-- Opening Marker --
PR #920, opened 2021-04-02
Fix off by one day bug in reference start writing time

aapeliv:
The host request ends at midnight in the local timezone on the `to_date`. That's `to_date to timestamp + 1 day` (because `to_date to timestamp` is the midnight that starts that day).

### DIFF
--- a/app/backend/src/couchers/models.py
+++ b/app/backend/src/couchers/models.py
@@ -638,14 +638,12 @@ class HostRequest(Base):
     # timezone aware start and end times of the request, can be compared to now()
     start_time = column_property(date_in_timezone(from_date, timezone))
     end_time = column_property(date_in_timezone(to_date, timezone) + text("interval '1 days'"))
+    end_time_to_write_reference = column_property(end_time + text("interval '14 days'"))
 
     status = Column(Enum(HostRequestStatus), nullable=False)
 
     to_last_seen_message_id = Column(BigInteger, nullable=False, default=0)
     from_last_seen_message_id = Column(BigInteger, nullable=False, default=0)
-
-    start_time_to_write_reference = column_property(date_in_timezone(to_date, timezone))
-    end_time_to_write_reference = column_property(date_in_timezone(to_date, timezone) + text("interval '14 days'"))
 
     from_user = relationship("User", backref="host_requests_sent", foreign_keys="HostRequest.from_user_id")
-- Closing Marker --
Work out how many lines in the preceding data include the word "nullable". State only that number.

▶ _Answer to the exercise_
3